The retraction policy feeBay used to have would not allow anyone to retract a bid with less than 12 hours left in a listing. Now, you can retract a bid even in the last minute of an auction. feeBay cites two specific reasons for retractions - the first is if the seller revises the listing, and understandably, a revision of terms, description, photos, and a change not described in the first iteration could be a deal-breaker. The second is if the person enters the wrong amount, however the kind of mistake they are specifically referring to is an error where you bid $300 instead of $30.

Two of these things don't ring true to me.

Last week I tried to retract a bid when I found out that the seller's last 5 feedbacks were Negative, never shipped. There were only 10 hours left, so I was unable to retract, denied by eBay, under 12 hours left. Even if I wanted to retract it for the wrong amount bid, it would not have let me proceed, just roadblocked.
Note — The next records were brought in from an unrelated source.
PR #234, opened 2015-06-09
Display measurements even on touch devices

pgiraud:
With this pull request, I make it so the measurement can be displayed even on touch devices.
Now the help tooltip is the only one to be shown on mousemove. The measurement tooltip displays and updates (content and position) as soon as the geometry is changed.
Please review.

### DIFF
--- a/src/ol-ext/interaction/measure.js
+++ b/src/ol-ext/interaction/measure.js
@@ -2,6 +2,7 @@ goog.provide('ngeo.MeasureEvent');
 goog.provide('ngeo.MeasureEventType');
 goog.provide('ngeo.interaction.Measure');
 
+goog.require('goog.asserts');
 goog.require('goog.dom');
 goog.require('goog.dom.classlist');
 goog.require('goog.events');
@@ -123,11 +124,24 @@ ngeo.interaction.Measure = function(opt_options) {
   this.sketchFeature = null;
 
   /**
+   * Message to show after the first point is clicked.
+   * @type {?Element}
+   */
+  this.continueMsg = null;
+
+  /**
    * The message to show when user is about to start drawing.
    * @type {Element}
    */
   this.startMsg = goog.isDef(options.startMsg) ? options.startMsg :
       goog.dom.createDom(goog.dom.TagName.SPAN, {}, 'Click to start drawing.');
+
+  /**
+   * The key for geometry change event.
+   * @type {?goog.events.Key}
+   * @private
+   */
+  this.changeEventKey_ = null;
 
   var style = goog.isDef(options.style) ? options.style :
       [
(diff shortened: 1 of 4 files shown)


src/ol-ext/interaction/measure.js
```diff
@@ -123,12 +123,24 @@ ngeo.interaction.Measure = function(opt_options) {
...
    * @type {Element}
    */
   this.startMsg = goog.isDef(options.startMsg) ? options.startMsg :
       goog.dom.createDom(goog.dom.TagName.SPAN, {}, 'Click to start drawing.');
 
+  /**
+   * The key for geometry change event.
+   * @type {?goog.events.Key}
+   */
+  this.changeEventKey = null;
```
elemoine: This should be made `@private` no?

src/ol-ext/interaction/measure.js
```diff
@@ -250,6 +256,16 @@ ngeo.interaction.Measure.prototype.onDrawStart_ = function(evt) {
   this.sketchFeature = evt.feature;
   this.overlay_.getFeatures().clear();
   this.createMeasureTooltip_();
+
+  this.changeEventKey = this.sketchFeature.getGeometry().on('change',
```
elemoine: Please use `goog.events.listen`.

pgiraud: I tried to do the following
```
goog.events.listen(geometry, goog.events.EventType.CHANGE, ...
```
but I get the following error when compiling:
```
ERR! compile /home/pierre/public_html/ngeo/src/ol-ext/interaction/measure.js:263: ERROR - actual parameter 1 of goog.events.listen does not match formal parameter
ERR! compile found   : (null|ol.geom.Geometry|undefined)
ERR! compile required: (EventTarget|goog.events.Listenable|null)
ERR! compile   this.changeEventKey_ = goog.events.listen(geometry,
ERR! compile                                             ^
ERR! compile 
ERR! compile 
ERR! compile 1 error(s), 0 warning(s), 98.0% typed
ERR! compile 
```

Doesn't `ol.geom.Geometry` inherit from `goog.events.Listenable`?

pgiraud: Forget my comment. I had to check that geometry is defined.

elemoine: The problem may be related to `undefined`. What if you add `goog.asserts.assert(goog.isDef(geometry))` before registering the listener?

pgiraud: So, is it better to use `goog.asserts.assert` or `if (goog.isDef(...))`?

elemoine:
> So, is it better to use goog.asserts.assert or if (goog.isDef(...))?

It depends. You should use an assertion if you, as the developer, know that `geometry` should never be `undefined` at this place in the code. And you'd use `if goog.isDef(geometry)` if there are actual cases where `geometry` will be `undefined`.

pgiraud:
Pull request updated with @elemoine's comments.

elemoine:
+1

PR #235, opened 2015-06-11
Fix OL3 version to prevent error due to FeatureOverlay deprecation

pgiraud:


elemoine:
Thank you @pgiraud. I created an issue for the work we need to do: https://github.com/camptocamp/ngeo/issues/236.

PR #238, opened 2015-06-16
Remove ol.FeatureOverlay

### LINKED ISSUE #236: ol.FeatureOverlay removal
`ol.FeatureOverlay` has been [removed](https://github.com/openlayers/ol3/pull/3758). ngeo uses `ol.FeatureOverlay` in examples and in the ol-ext measure interactions. Examples are not a problem, as we can just replace the feature overlay by a vector layer in each example. For the ol-ext measure interactions we may want to use the immeditate API instead of using an "unmanaged" vector layer.

elemoine:
This PR removes the use of `ol.FeatureOverlay`. Feature overlays are replaced by "unmanaged" vector layers, that is vector layers that are always on top.

Fixes #236.

### DIFF
--- a/examples/geolocation.js
+++ b/examples/geolocation.js
@@ -3,12 +3,13 @@ goog.provide('geolocation');
 goog.require('ngeo.DecorateGeolocation');
 goog.require('ngeo.mapDirective');
 goog.require('ol.Feature');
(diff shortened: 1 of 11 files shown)


pgiraud:
LGTM. Please merge.

PR #239, opened 2015-06-19
Solve cyclic reference when printing imported KML

Jenselme:


elemoine:
I think this is a bug in OpenLayers. The GeoJSON parser should not add a Style property to the GeoJSON feature.

Jenselme:
For your information, I reported the issue in the ol3 bugtracker: https://github.com/openlayers/ol3/issues/3832

Jenselme:
This is indeed a problem with openlayers, the issue is being solve there, no need for this patch. Closing.

elemoine:
For reference, this problem was fixed in OpenLayers. https://github.com/openlayers/ol3/pull/3900

PR #240, opened 2015-06-22
Use new geomapfish server

elemoine:
This changes the mapfishprint example to use the new geomapfish server as the previous one is not in service anymore.

But there still is a problem. The WMS layer works but print requests fail because of the CORS issue. This is the error I get in the console:

```
XMLHttpRequest cannot load http://geomapfish-demo.camptocamp.net/1.6/wsgi/printproxy/report.pdf. No 'Access-Control-Allow-Origin' header is present on the requested resource. Origin 'http://localhost:3000' is therefore not allowed access. The response had HTTP status code 404.
```

@sbrunner, I think we need your help for this.

### DIFF
--- a/examples/mapfishprint.js
+++ b/examples/mapfishprint.js
@@ -27,7 +27,7 @@ app.module = angular.module('app', ['ngeo']);
  * @const
  * @private
  */
-app.WMS_URL_ = 'http://geomapfish.demo-camptocamp.com/1.6/wsgi/' +
+app.WMS_URL_ = 'http://geomapfish-demo.camptocamp.net/1.6/wsgi/' +
     'mapserv_proxy';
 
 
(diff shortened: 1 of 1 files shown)


sbrunner:
Strange I have this header ...
Where can I test ?

elemoine:
I can merge this PR and we will test on http://camptocamp.github.io/ngeo/master/mapfishprint.html.

elemoine:
I'll let you know when the example in updated on github.io.

elemoine:
Btw, it was working properly before the server update.

elemoine:
Can now be tested on http://camptocamp.github.io/ngeo/master/mapfishprint.html…

sbrunner:
I see a `OPTIONS` request do you relay need this ?

elemoine:
It is the browser that uses an OPTIONS request to determine if the server has CORS headers.

sbrunner:
OK :-(

elemoine:
So you don't know what the problem could be?

sbrunner:
Yes I know, than the solution should be: https://github.com/camptocamp/c2cgeoportal/pull/1422

PR #241, opened 2015-06-22
Add a print cancel method

elemoine:
This PR adds a cancel method to the print service. 

Please review.


elemoine:
I'll merge this today. So now is a good time to review :)

PR #243, opened 2015-06-22
Add the possibility to print ol.style.Text

Jenselme:


src/services/print.js
```diff
@@ -488,6 +492,49 @@ ngeo.Print.prototype.encodeVectorStyleStroke_ =
...
 /**
+ * @param {Array.<MapFishPrintSymbolizer>} symbolizers Array of MapFish Print
+ *     symbolizers.
+ * @param {!ol.style.Text} textStyle Text style.
+ * @private
+ */
+ngeo.Print.prototype.encodeTextStyle_ = function(symbolizers, textStyle) {
+  var symbolizer = {
+    type: 'Text'
+  };
```
elemoine: I think we need a new type for this in the mapfish-print-v3.js externs file.

src/services/print.js
```diff
@@ -488,6 +492,49 @@ ngeo.Print.prototype.encodeVectorStyleStroke_ =
...
+  var font = textStyle.getFont().split(' ');
+  var labelAlign = textStyle.getTextAlign();
+  if (labelAlign) {
+    symbolizer.labelAlign = labelAlign;
+  }
+  var labelRotation = textStyle.getRotation();
+  if (labelRotation) {
+    symbolizer.labelRotation = labelRotation;
```
elemoine: Do we need to convert from radians to degrees here?

src/services/print.js
Jenselme: I don't know. I have no particular experience with closure. If you give me a hit, I may be able to write it.

src/services/print.js
Jenselme: We need, thanks for pointing that out. PR updated!

src/services/print.js
elemoine: Look at the [MapFishPrintSymbolizerPolygon type](https://github.com/camptocamp/ngeo/blob/master/externs/mapfish-print-v3.js#L428-L462) as an example. You'd need something similar for Text.

Jenselme: Type added

externs/mapfish-print-v3.js
```diff
@@ -460,3 +460,70 @@ MapFishPrintSymbolizerPolygon.prototype.strokeOpacity;
...
+ */
+MapFishPrintSymbolizerText.prototype.labelRotation;
+
+/**
+ * @type {string}
+ */
+MapFishPrintSymbolizerText.prototype.fontWeight;
+
+/**
+ * @type {string}
```
elemoine: `fontSize` is expected to be a `string` too?

src/services/print.js
```diff
@@ -374,6 +374,10 @@ ngeo.Print.prototype.encodeVectorStyle_ =
   } else if (!goog.isNull(imageStyle)) {
     this.encodeVectorStylePoint_(styleObject.symbolizers, imageStyle);
   }
+
+  if (!goog.isNull(textStyle) && textStyle.getText()) {
```
elemoine: Please use `goog.isDef(textStyle.getText())`.

elemoine: Or maybe remove that test and test that within the `encodeTextStyle_` function. I think that would make more sense.

src/services/print.js
```diff
@@ -488,6 +492,63 @@ ngeo.Print.prototype.encodeVectorStyleStroke_ =
...
+ *     symbolizers.
+ * @param {!ol.style.Text} textStyle Text style.
+ * @private
+ */
+ngeo.Print.prototype.encodeTextStyle_ = function(symbolizers, textStyle) {
+  var symbolizer = /** @type {MapFishPrintSymbolizerText} */ ({
+    type: 'Text'
+  });
+  var label = textStyle.getText();
+  if (label) {
```
elemoine: Do you want to use `goog.isDef(label)` here?

src/services/print.js
```diff
@@ -488,6 +492,63 @@ ngeo.Print.prototype.encodeVectorStyleStroke_ =
...
+    symbolizer.label = label;
+  }
+
+  var labelAlign = textStyle.getTextAlign();
+  if (labelAlign) {
```
elemoine: Please consider using `goog.isDef(labelAlign)`?

src/services/print.js
```diff
@@ -488,6 +492,63 @@ ngeo.Print.prototype.encodeVectorStyleStroke_ =
...
+    symbolizer.labelAlign = labelAlign;
+  }
+
+  var labelRotation = textStyle.getRotation();
+  if (labelRotation) {
```
elemoine: `goog.isDef`

src/services/print.js
```diff
@@ -488,6 +492,63 @@ ngeo.Print.prototype.encodeVectorStyleStroke_ =
...
+    // Mapfish print expects a string, not a number to rotate text
+    symbolizer.labelRotation = (labelRotation * 180 / Math.PI).toString();
+  }
+
+  var font = textStyle.getFont().split(' ');
```
elemoine: `getFont` may return an `undefined` value.

src/services/print.js
```diff
@@ -488,6 +492,63 @@ ngeo.Print.prototype.encodeVectorStyleStroke_ =
...
+    symbolizer.fontFamily = font.splice(2).join(' ');
+  }
+
+  var strokeStyle = textStyle.getStroke();
+  if (!goog.isNull(strokeStyle)) {
+    var strokeColorRgba = ol.color.asArray(strokeStyle.getColor());
+    symbolizer.haloColor = goog.color.rgbArrayToHex(strokeColorRgba);
+    symbolizer.haloOpacity = strokeColorRgba[3];
+    var width = strokeStyle.getWidth();
+    if (width) {
```
elemoine: `goog.isDef`?

elemoine:
I've just added a few comments. But it looks good. I'll merge your branch when you've addressed the comments. Thanks!

src/services/print.js
```diff
@@ -488,6 +492,63 @@ ngeo.Print.prototype.encodeVectorStyleStroke_ =
 
 
 /**
+ * @param {Array.<MapFishPrintSymbolizer>} symbolizers Array of MapFish Print
+ *     symbolizers.
+ * @param {!ol.style.Text} textStyle Text style.
+ * @private
+ */
+ngeo.Print.prototype.encodeTextStyle_ = function(symbolizers, textStyle) {
+  var symbolizer = /** @type {MapFishPrintSymbolizerText} */ ({
```
gberaudo: `MapFishPrintSymbolizerText` is a constructor, is it fine to cast a hash to an instance?
Have you considered instanciating the class?

elemoine: It's not really a constructor. It is a constructor because it is the way types are defined in an externs file.

gberaudo: You are right.

externs/mapfish-print-v3.js
Jenselme: Yes. By instance, `fontSize` is `16px`.

Jenselme:
If have just updated the PR to address all your comments.

externs/mapfish-print-v3.js
elemoine: Obviously.

PR #244, opened 2015-06-22
Preserve user defined opacity when printing WMS layers

Jenselme:


src/services/print.js
```diff
@@ -206,18 +206,20 @@ ngeo.Print.prototype.encodeImageWmsLayer_ = function(arr, layer) {
 
   var url = source.getUrl();
   var params = source.getParams();
-  this.encodeWmsLayer_(arr, url, params);
+  this.encodeWmsLayer_(arr, layer, url, params);
```
elemoine: Please pass the opacity value directly here.

Jenselme: Done. Commits squashed.

PR #246, opened 2015-06-23
Add missing goog.requires

elemoine:
This PR adds missing `goog.require`'s. I'll merge it when Travis is green.

cc @Jenselme.


Jenselme:
I find it strange that tests pass without these requires. Shouldn't the closure compiler detect them?

elemoine:
We do have the `checkRequire` flag [enabled](https://github.com/camptocamp/ngeo/blob/master/buildtools/ngeo.json#L58-Lundefined) so I wonder too.

PR #839, opened 2016-03-07
Fix LayerHelper group creation

adube:
This PR fixes the ngeo LayerHelper `createBasicGroup` method, allowing it to actually use the already created groups and return them.  Inside a `forEach`, calling `return` didn't actually did the return of the `createBasicGroup` method, but rather the anonymous function used for the forEach.


adube:
This is ready for review.  @fredj maybe you could look at this ?   Thanks.

fredj:
LGTM, thanks

PR #846, opened 2016-03-08
Get the demo l10n also for the english

sbrunner:


fredj:
And what if you completely remove `contribs/gmf/build/gmf-en.json`?
isn't the `contribs/gmf/build/gmf-%.json` target sufficient ?

sbrunner:
I suspected that it will failed when we get the en location from Transifex, but finally it should work :-)

fredj:
Nice, please merge when travis is green

Issue #712, opened 2016-02-19
On iOS, button icons aren't centered horizontaly


ybolognini:
Icons inside buttons (data, tools, geolocation) aren't centered on iPad.

pgiraud:
![screenshot from 2016-02-22 10 56 04](https://cloud.githubusercontent.com/assets/319774/13215127/911b9a9a-d953-11e5-95f3-154e15fa7f7a.png)

The icons are a bit offset to the right. Zoom +/- are correctly centered.

ebelo:
Attention: only to handle in this ticket the 3 icones: geolocation, tool and menu

pgiraud:
Title and description modified accordingly.

blattmann:
I have no rights to change the labels ;)
Thanks for setting it on "Ongoing".

eleu:
can't reproduce this on https://camptocamp.github.io/ngeo/master/examples/contribs/gmf/apps/mobile/ any more -> already fixed?

eleu:
only visible on ipad real device. postponed for the moment.

ger-benjamin:
Exacte. I can say that this issue is visible only with "imported" fonts, like fontAwesome **and** our gmf-icons. Perhaps it's something in the definition of the font but I don't found anybody that has the same problem...

ger-benjamin:
As say in the title, that's on IOS, not only on Ipad

PR #849, opened 2016-03-08
Make sure buttons are centered horizontally on iOS

tsauerwein:
Demo: https://tsauerwein.github.io/ngeo/ios-center-button/examples/contribs/gmf/apps/mobile/index.html

Closes https://github.com/camptocamp/ngeo/issues/712

### DIFF
--- a/contribs/gmf/less/mobile.less
+++ b/contribs/gmf/less/mobile.less
@@ -23,6 +23,7 @@ main>* {
 main button {
   height: @map-tools-size;
   width: @map-tools-size;
+  padding: 0;
 }
 
 gmf-map {


sbrunner:
Isn't it an issue of the reset.css?
Should the button be added in this block?
https://github.com/shannonmoeller/reset-css/blob/master/reset.css#L6-L18

sbrunner:
More investigation:
* normalise.css don't reset it: https://github.com/necolas/normalize.css/blob/master/normalize.css
* yui2 do it: https://github.com/yui/yui2/blob/master/sandbox/reset/reset.css

...

tsauerwein:
I wouldn't set it for all buttons. For buttons in forms you probably want to keep the default browser-specific style.

sbrunner:
OK, then that's looks good for me :-)

fredj:
+1, travis fail because of #848

tsauerwein:
Thanks for the info, Fred!

I will merge when Travis passes.

Issue #834, opened 2016-03-07
Add two way link from api to example


sbrunner:
For example add a tow way link between 
http://camptocamp.github.io/ngeo/master/examples/control.html
and
http://camptocamp.github.io/ngeo/master/apidoc/ngeo.controlDirective.html

blattmann:
Should I create the PR for this task also for branch 2.0?

sbrunner:
Yes :-)

blattmann:
Thanks ;)

PR #853, opened 2016-03-09
Two way links from api to example added

blattmann:
Related issue: #834


blattmann:
The PR did not use the selected Branch 2.0. Will close and reopen.

Issue #696, opened 2016-02-18
Search for coordinates


ybolognini:
Add search for coordinates.

When searching for coordinates, the map recenters. Add a marker to the center, just like the highlight in case of search results.

Spec for general coordinate search and marker: https://github.com/camptocamp/c2cgeoportal/wiki/Spec-%23696-Search-for-coordinates-with-marker

sbrunner:
same for points

fgravin:
Related to https://github.com/camptocamp/c2cgeoportal/issues/2044

ger-benjamin:
Close with #855

PR #855, opened 2016-03-09
Search coordinates

ger-benjamin:
Ref to: https://github.com/camptocamp/ngeo/issues/696 and https://github.com/camptocamp/c2cgeoportal/issues/2044
Specs:  https://github.com/camptocamp/c2cgeoportal/wiki/Spec-%23696-Search-for-coordinates-with-marker

Example: https://ger-benjamin.github.io/ngeo/search_coordinates/examples/contribs/gmf/apps/mobile

### DIFF
--- a/contribs/gmf/apps/desktop/index.html
+++ b/contribs/gmf/apps/desktop/index.html
@@ -87,6 +87,7 @@
           <gmf-search gmf-search-map="mainCtrl.map"
             gmf-search-datasources="mainCtrl.searchDatasources"
             gmf-search-currenttheme="mainCtrl.theme"
+            gmf-search-coordinatesprojections="mainCtrl.searchCoordinatesProjections"
             gmf-search-clearbutton="true">
           </gmf-search>
         </div>
--- a/contribs/gmf/src/directives/search.js
+++ b/contribs/gmf/src/directives/search.js
@@ -3,6 +3,7 @@ goog.provide('gmf.searchDirective');
 
 goog.require('gmf');
 goog.require('gmf.Themes');
+goog.require('ngeo.AutoProjection');
 goog.require('ngeo.CreateGeoJSONBloodhound');
 goog.require('ngeo.FeatureOverlay');
 goog.require('ngeo.FeatureOverlayMgr');
@@ -12,7 +13,9 @@ goog.require('ngeo.FeatureOverlayMgr');
  * @suppress {extraRequire}
  */
 goog.require('ngeo.searchDirective');
+goog.require('ol.Feature');
 goog.require('ol.Map');
+goog.require('ol.geom.Point');
 goog.require('ol.proj');
 
 
@@ -44,6 +47,7 @@ gmf.module.value('gmfSearchTemplateUrl',
  *      <gmf-search gmf-search-map="ctrl.map"
  *        gmf-search-datasources="ctrl.searchDatasources"
  *        gmf-search-currenttheme="ctrl.theme"
+ *        gmf-search-coordinatesprojections="ctrl.searchCoordinatesProjections"
  *        gmf-search-clearbutton="true">
  *      </gmf-search>
  *      <script>
@@ -60,6 +64,7 @@ gmf.module.value('gmfSearchTemplateUrl',
  *      <gmf-search gmf-search-map="ctrl.map"
  *        gmf-search-datasources="ctrl.searchDatasources"
  *        gmf-search-currenttheme="ctrl.theme"
+ *        gmf-search-coordinatesprojections="ctrl.searchCoordinatesProjections"
  *        gmf-search-clearbutton="true">
  *      </gmf-search>
  *      <script>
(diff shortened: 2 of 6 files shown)


fredj:
Instead of having `exports/services/autoprojection.js` add a `@export` to the methods you want to export

src/services/autoprojection.js
```diff
@@ -0,0 +1,85 @@
...
+ * TODO
+ * @param {ol.Coordinate} coordinates TODO
+ * @param {ol.proj.Projection} projection TODO
+ * @param {Array.<ol.proj.Projection>=} opt_projections TODO
+ * @return {?ol.Coordinate} TODO
+ * @export
+ */
+ngeo.AutoProjection.prototype.tryProjections = function(coordinates, projection,
+    opt_projections) {
+  var extent = projection.getExtent();
```
sbrunner: I think that we should try to get the extent from the view ...

src/services/autoprojection.js
```diff
@@ -0,0 +1,85 @@
...
+ngeo.AutoProjection = function() {};
+
+
+/**
+ * TODO
+ * @param {string} str TODO
+ * @return {?ol.Coordinate} TODO
+ * @export
+ */
+ngeo.AutoProjection.prototype.stringToCoordinates = function(str) {
```
sbrunner: If str is `' '` I can't predict that the code will do...
I think that if one of the `parseFloat` return `NaN`, this function should return `null`.

tsauerwein: It would be good to have unit-tests for that.

ger-benjamin:
Normally, the style used for the marker must be customizable but I think that this point must be in another PR / issue. Because I think that if we be able to customize the "coordinates" marker, we can be able to customize the "normal search" style too.

sbrunner:
We should use the extent set on the view if it's define, if not we will use the projection extent :-)
We don't want to recenter on a point that not possible to use as a center ...
Thanks for the rename :-)

ger-benjamin:
Done. I've added a "extent" parameter. More parameters but this is more logical at the end I think.

src/services/autoprojection.js
```diff
@@ -0,0 +1,92 @@
...
+ngeo.AutoProjection.prototype.tryProjections = function(coordinates,
+    extent, viewProjection, opt_projections) {
+  var position;
+  if (opt_projections === undefined) {
+    opt_projections = [viewProjection];
+  }
+  opt_projections.some(function(projection) {
+    position = ol.proj.transform(coordinates, projection, viewProjection);
+    if (ol.extent.containsCoordinate(extent, position)) {
+      return true;
```
sbrunner: not `return projection`?

src/services/autoprojection.js
```diff
@@ -0,0 +1,92 @@
...
+    }
+    position = null;
+  });
+  return position;
```
sbrunner: can just be `return null`...

contribs/gmf/apps/desktop/index.html
```diff
@@ -87,6 +87,7 @@
           <gmf-search gmf-search-map="mainCtrl.map"
             gmf-search-datasources="mainCtrl.searchDatasources"
             gmf-search-currenttheme="mainCtrl.theme"
+            gmf-search-coordinatesprojections="'EPSG:21781,EPSG:2056,EPSG:4326'"
```
sbrunner: Shouldn't be in the abstractController?

src/services/autoprojection.js
ger-benjamin: No, that's in a "some" function. I use `return true` as a `break` in my loop.

src/services/autoprojection.js
ger-benjamin: No, that's in a "some" function. I use `return true` as a `break` in my loop.

contribs/gmf/src/directives/search.js
```diff
@@ -3,17 +3,22 @@ goog.provide('gmf.searchDirective');
...
 goog.require('ngeo.FeatureOverlayMgr');
+goog.require('ol.Feature');
+goog.require('ol.geom.Point');
 /**
  * This goog.require is needed because it provides 'ngeo-search' used in
  * the template.
  * @suppress {extraRequire}
  */
 goog.require('ngeo.searchDirective');
+//goog.require('ol.Feature');
```
sbrunner: should be removed

contribs/gmf/src/directives/search.js
```diff
@@ -3,17 +3,22 @@ goog.provide('gmf.searchDirective');
...
 goog.require('ol.Map');
 goog.require('ol.proj');
+//goog.require('ol.geom.Point');
```
sbrunner: also

sbrunner:
Two comments to remove also that's looks good for me :-)

tsauerwein:
Thanks for adding the tests!

sbrunner:
@tsauerwein +1

sbrunner:
Thanks, merge :-)

PR #863, opened 2016-03-11
Ensure tooltips are dismissed even after click

pgiraud:
The default configuration for tooltip is "hover focus". With `focus`, the tooltip may stay displayed when clicking on a button until it looses focus.
This for example happen in the desktop application when clicking on a tool button on the right side bar.


sbrunner:
Looks good :-)

PR #871, opened 2016-03-14
[Work in progress] Load the gmfThemes in gmf.searchDirective via the $injector

fredj:
Simplifies the search example

### DIFF
--- a/contribs/gmf/examples/search.js
+++ b/contribs/gmf/examples/search.js
@@ -17,19 +17,14 @@ var app = {};
 /** @type {!angular.Module} **/
 app.module = angular.module('app', ['gmf']);
 
-app.module.constant('gmfTreeUrl', 'data/themes.json');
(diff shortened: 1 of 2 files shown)


contribs/gmf/examples/search.js
```diff
@@ -17,25 +17,22 @@ var app = {};
 /** @type {!angular.Module} **/
 app.module = angular.module('app', ['gmf']);
 
-app.module.constant('gmfTreeUrl', 'data/themes.json');
```
sbrunner: No mode defined?

fgravin:
Why not

fredj:
Note: a loadTheme() in gmf.SearchController is probably needed

fgravin:
Why are you doing all of this for the search firective ? (init the layermanager, load themes etc..)

PR #873, opened 2016-03-14
Set groupValues and groupActions in search example

fredj:
Don't allow to select theme search actions (add_theme, add_group or add_layer)


fredj:
Please review

fgravin:
LG

fredj:
Thanks

PR #878, opened 2016-03-14
Remove the need to call gmf.Themes#loadThemes before any other functions

### LINKED ISSUE #877: theme service and loadThemes
It's currently not possible to have:
```js
gmfThemes.getThemeObject().then(function() {
  console.log('loaded');
});
gmfThemes.loadThemes();
```
Because the promise is created in `loadThemes`.

The workaround is to the the `gmf.ThemesEventType.LOAD` event.

fredj:
And remove the now unneeded `gmf.ThemesEventType.LOAD` event

fixes #877

### DIFF
--- a/contribs/gmf/src/services/themesservice.js
+++ b/contribs/gmf/src/services/themesservice.js
@@ -1,9 +1,7 @@
 goog.provide('gmf.Themes');
-goog.provide('gmf.ThemesEventType');
 
 goog.require('gmf');
 goog.require('goog.array');
-goog.require('goog.asserts');
 goog.require('ngeo.LayerHelper');
 goog.require('ol.events.EventTarget');
 goog.require('ol.layer.Tile');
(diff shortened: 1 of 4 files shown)


fgravin:
LGTM

contribs/gmf/src/services/themesservice.js
```diff
@@ -212,20 +204,18 @@ gmf.Themes.prototype.getThemesObject = function() {
...
-   */
-  var promiseSuccessFn = function(resp) {
-    this.dispatchEvent(gmf.ThemesEventType.LOAD);
-    return /** @type {gmf.ThemesResponse} */ (resp.data);
-  }.bind(this);
 
-  this.promise_ = this.$http_.get(this.treeUrl_, {
+  var deferred = this.deferred_;
+
+  this.$http_.get(this.treeUrl_, {
```
gberaudo: What should happen when the `loadTheme` method is called several times?

fredj: Bad things ...
That's probably an argument to move the theme loading in the constructor

PR #879, opened 2016-03-14
Fix themes.json - mixed should have a boolean value

adube:
This PR fixes the `"mixed"` values inside the themes.json file that were strings to boolean.

The official theme service returns a boolean for `"mixed"`.

### DIFF
--- a/contribs/gmf/examples/data/themes.json
+++ b/contribs/gmf/examples/data/themes.json
@@ -7,7 +7,7 @@
       "icon": "https://geomapfish-demo.camptocamp.net/2.0/wsgi/project/722c806f06024a77858af5f2433a27cc/img/enseignement.jpeg",
       "children": [
         {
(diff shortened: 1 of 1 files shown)


adube:
@fgravin Please, review.

fredj:
LGTM

fredj:
there are other "true" and "false" in this file (`wfsSupport`, `isChecked`, ...)

adube:
Yes, but not all of them are correctly declared in the `gmf-themes.js` extern file, plus they are used as string when compared, i.e. `if (value == 'true')`.  I wouldn't touch them as part of this fix, as it could become much bigger of an issue.

I agree that this needs to be consistent, but this should be part of a separate task where both the server and client should be fixed.  Do you agree ?

fredj:
Thanks @adube

PR #2276, opened 2017-02-03
Remove goog.provide for controllers

fredj:


fredj:
Note that the `@export` is removed

sbrunner:
Should be rebased ...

So I guess the 12 hour rule is alive and well. Fortunately for me, an equally unobservent bidder outbid me, letting me off the hook.

And once there is a bid placed on an auction, the seller is unable to revise it (all consequential fields grayed out). I found that out when I wanted to make a bulk revision of handling time, not noticing that one of the listings in the group had a bid on it. Revision denied.

I'd like to know who has been able to get around these restrictions, because I know I can't.